This paper introduces novel weighted conformal p-values and methods for model-free selective inference. The problem is as follows: given test units with covariates $X$ and missing responses $Y$, how do we select units for which the responses $Y$ are larger than user-specified values while controlling the proportion of false positives? Can we achieve this without any modeling assumptions on the data and without any restriction on the model for predicting the responses? Last, methods should be applicable when there is a covariate shift between training and test data, which commonly occurs in practice. We answer these questions by first leveraging any prediction model to produce a class of well-calibrated weighted conformal p-values, which control the type-I error in detecting a large response. These p-values cannot be passed on to classical multiple testing procedures since they may not obey a well-known positive dependence property. Hence, we introduce weighted conformalized selection (WCS), a new procedure which controls false discovery rate (FDR) in finite samples. Besides prediction-assisted candidate selection, WCS (1) allows to infer multiple individual treatment effects, and (2) extends to outlier detection with inlier distributions shifts. We demonstrate performance via simulations and applications to causal inference, drug discovery, and outlier detection datasets.

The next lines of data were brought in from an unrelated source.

PR #1498, opened 2019-09-07
Fix interiors to use correct block data

df-ferital:
Interior were using raw block data, not block data processed through RMBLayout.GetLocationBuildingData.

This fixes this issue I discovered after entering the Order of the Raven building in Whitewold after the patch I made for it in PR #1489.


ajrb:
Do you use the Archaeologists mod? If so can you just check the world data overrides still work okay please? Looking at the code I think they'll be just fine but would like to check. Just find a guild and check it's not become empty or anything.

df-ferital:
I just tested the Archaeologists mod and it works with my changes.
But while doing so I noticed a small issue in your mod, the Archaeologist trainer seems to have the Thieves Guild faction ID as she greeted my character as a member of The Thieves Guild. All other Archaeologists faction IDs seem correct though.

ajrb:
Thanks for checking. Yes I re-used the faction id, didn't think of the consequences for talking. Will address this in next build.

Interkarma:
Thank you!

PR #1501, opened 2019-09-08
Fix old ruler name being identical to new one

df-ferital:
In rumors involving a new ruler, when the old one was mentioned, he used the same name. Fixed this by matching classic: random old name uses the HIWORD part of the ruler name seed while new name uses the LOWORD.

FACTION.TXT was tweaked so the following factions always have the same ruler (as intended) and are therefore excluded from "new ruler chance":
Anticlere: Lady Doryanna Flyte
Isle of Balfiera: Medora
Lainlyn: Baron Shrike
Orsinium: Gortwog


Interkarma:
Really appreciate all your work on this stuff. :)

翻译：本文提出了新的加权共形p值及无模型选择性推断方法。问题如下：给定协变量$X$且响应$Y$缺失的测试单元，如何选择响应$Y$大于用户指定值的单元，同时控制误报比例？能否在不对数据做任何建模假设、不限制响应预测模型的情况下实现这一目标？最后，方法应适用于训练数据与测试数据之间存在协变量偏移的情形（这在实践中普遍存在）。我们通过以下方式回答这些问题：首先利用任意预测模型生成一类良好校准的加权共形p值，以控制检测大响应时的第一类错误。这些p值不能直接用于经典多重检验程序，因为它们可能不满足已知的正相依性质。为此，我们提出加权共形选择（WCS），一种能在有限样本中控制错误发现率（FDR）的新程序。除了预测辅助的候选选择外，WCS（1）可推断多个个体处理效应，（2）可扩展至内点分布偏移下的异常点检测。我们通过模拟实验及因果推断、药物发现、异常检测数据集上的应用证明了其性能。